Restate the records in full, so that each line matches the original exactly.

**INPUT MATERIAL:**
···
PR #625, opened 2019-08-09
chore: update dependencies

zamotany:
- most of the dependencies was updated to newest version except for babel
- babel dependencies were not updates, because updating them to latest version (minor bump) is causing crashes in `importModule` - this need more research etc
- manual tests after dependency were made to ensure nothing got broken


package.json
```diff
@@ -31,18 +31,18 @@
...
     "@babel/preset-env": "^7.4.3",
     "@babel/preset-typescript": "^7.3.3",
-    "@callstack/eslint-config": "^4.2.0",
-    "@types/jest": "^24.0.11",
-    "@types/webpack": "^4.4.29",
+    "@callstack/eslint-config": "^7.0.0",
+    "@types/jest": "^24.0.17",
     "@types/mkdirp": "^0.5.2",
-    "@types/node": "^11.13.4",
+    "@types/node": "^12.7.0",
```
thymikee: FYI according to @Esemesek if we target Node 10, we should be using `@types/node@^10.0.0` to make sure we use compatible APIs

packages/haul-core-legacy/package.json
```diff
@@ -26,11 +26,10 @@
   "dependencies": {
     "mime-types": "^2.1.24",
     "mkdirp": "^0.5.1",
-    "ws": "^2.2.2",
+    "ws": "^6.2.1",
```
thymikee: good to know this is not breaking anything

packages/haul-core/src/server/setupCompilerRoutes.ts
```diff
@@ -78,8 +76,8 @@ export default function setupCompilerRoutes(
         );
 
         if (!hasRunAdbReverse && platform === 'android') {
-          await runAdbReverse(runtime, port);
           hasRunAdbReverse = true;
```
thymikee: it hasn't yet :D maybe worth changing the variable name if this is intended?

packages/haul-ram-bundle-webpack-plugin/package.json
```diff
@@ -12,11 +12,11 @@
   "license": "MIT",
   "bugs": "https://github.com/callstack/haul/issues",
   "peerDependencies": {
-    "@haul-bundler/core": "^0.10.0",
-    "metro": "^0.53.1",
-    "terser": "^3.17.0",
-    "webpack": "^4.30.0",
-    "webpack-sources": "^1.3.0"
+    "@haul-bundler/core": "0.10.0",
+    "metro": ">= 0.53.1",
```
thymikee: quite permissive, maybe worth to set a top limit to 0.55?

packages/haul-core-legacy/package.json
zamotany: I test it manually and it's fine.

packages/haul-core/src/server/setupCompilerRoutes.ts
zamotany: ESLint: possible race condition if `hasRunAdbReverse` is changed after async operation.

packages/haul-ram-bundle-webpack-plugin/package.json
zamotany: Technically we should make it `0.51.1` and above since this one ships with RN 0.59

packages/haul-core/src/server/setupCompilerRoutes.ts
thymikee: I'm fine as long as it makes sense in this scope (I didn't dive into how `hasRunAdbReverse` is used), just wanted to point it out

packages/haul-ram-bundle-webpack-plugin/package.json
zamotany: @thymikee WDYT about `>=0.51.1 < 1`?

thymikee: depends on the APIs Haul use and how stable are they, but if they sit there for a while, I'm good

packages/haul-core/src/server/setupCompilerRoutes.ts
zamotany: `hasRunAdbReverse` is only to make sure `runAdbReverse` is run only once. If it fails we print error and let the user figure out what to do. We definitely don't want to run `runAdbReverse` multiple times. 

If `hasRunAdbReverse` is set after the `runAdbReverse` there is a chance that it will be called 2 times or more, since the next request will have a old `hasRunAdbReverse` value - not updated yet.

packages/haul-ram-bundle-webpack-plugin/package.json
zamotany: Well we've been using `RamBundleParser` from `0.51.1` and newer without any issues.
···
**TASK ANSWER:**
PR #625, opened 2019-08-09
chore: update dependencies

zamotany:
- most of the dependencies was updated to newest version except for babel
- babel dependencies were not updates, because updating them to latest version (minor bump) is causing crashes in `importModule` - this need more research etc
- manual tests after dependency were made to ensure nothing got broken


package.json
```diff
@@ -31,18 +31,18 @@
...
     "@babel/preset-env": "^7.4.3",
     "@babel/preset-typescript": "^7.3.3",
-    "@callstack/eslint-config": "^4.2.0",
-    "@types/jest": "^24.0.11",
-    "@types/webpack": "^4.4.29",
+    "@callstack/eslint-config": "^7.0.0",
+    "@types/jest": "^24.0.17",
     "@types/mkdirp": "^0.5.2",
-    "@types/node": "^11.13.4",
+    "@types/node": "^12.7.0",
```
thymikee: FYI according to @Esemesek if we target Node 10, we should be using `@types/node@^10.0.0` to make sure we use compatible APIs

packages/haul-core-legacy/package.json
```diff
@@ -26,11 +26,10 @@
   "dependencies": {
     "mime-types": "^2.1.24",
     "mkdirp": "^0.5.1",
-    "ws": "^2.2.2",
+    "ws": "^6.2.1",
```
thymikee: good to know this is not breaking anything

packages/haul-core/src/server/setupCompilerRoutes.ts
```diff
@@ -78,8 +76,8 @@ export default function setupCompilerRoutes(
         );
 
         if (!hasRunAdbReverse && platform === 'android') {
-          await runAdbReverse(runtime, port);
           hasRunAdbReverse = true;
```
thymikee: it hasn't yet :D maybe worth changing the variable name if this is intended?

packages/haul-ram-bundle-webpack-plugin/package.json
```diff
@@ -12,11 +12,11 @@
   "license": "MIT",
   "bugs": "https://github.com/callstack/haul/issues",
   "peerDependencies": {
-    "@haul-bundler/core": "^0.10.0",
-    "metro": "^0.53.1",
-    "terser": "^3.17.0",
-    "webpack": "^4.30.0",
-    "webpack-sources": "^1.3.0"
+    "@haul-bundler/core": "0.10.0",
+    "metro": ">= 0.53.1",
```
thymikee: quite permissive, maybe worth to set a top limit to 0.55?

packages/haul-core-legacy/package.json
zamotany: I test it manually and it's fine.

packages/haul-core/src/server/setupCompilerRoutes.ts
zamotany: ESLint: possible race condition if `hasRunAdbReverse` is changed after async operation.

packages/haul-ram-bundle-webpack-plugin/package.json
zamotany: Technically we should make it `0.51.1` and above since this one ships with RN 0.59

packages/haul-core/src/server/setupCompilerRoutes.ts
thymikee: I'm fine as long as it makes sense in this scope (I didn't dive into how `hasRunAdbReverse` is used), just wanted to point it out

packages/haul-ram-bundle-webpack-plugin/package.json
zamotany: @thymikee WDYT about `>=0.51.1 < 1`?

thymikee: depends on the APIs Haul use and how stable are they, but if they sit there for a while, I'm good

packages/haul-core/src/server/setupCompilerRoutes.ts
zamotany: `hasRunAdbReverse` is only to make sure `runAdbReverse` is run only once. If it fails we print error and let the user figure out what to do. We definitely don't want to run `runAdbReverse` multiple times. 

If `hasRunAdbReverse` is set after the `runAdbReverse` there is a chance that it will be called 2 times or more, since the next request will have a old `hasRunAdbReverse` value - not updated yet.

packages/haul-ram-bundle-webpack-plugin/package.json
zamotany: Well we've been using `RamBundleParser` from `0.51.1` and newer without any issues.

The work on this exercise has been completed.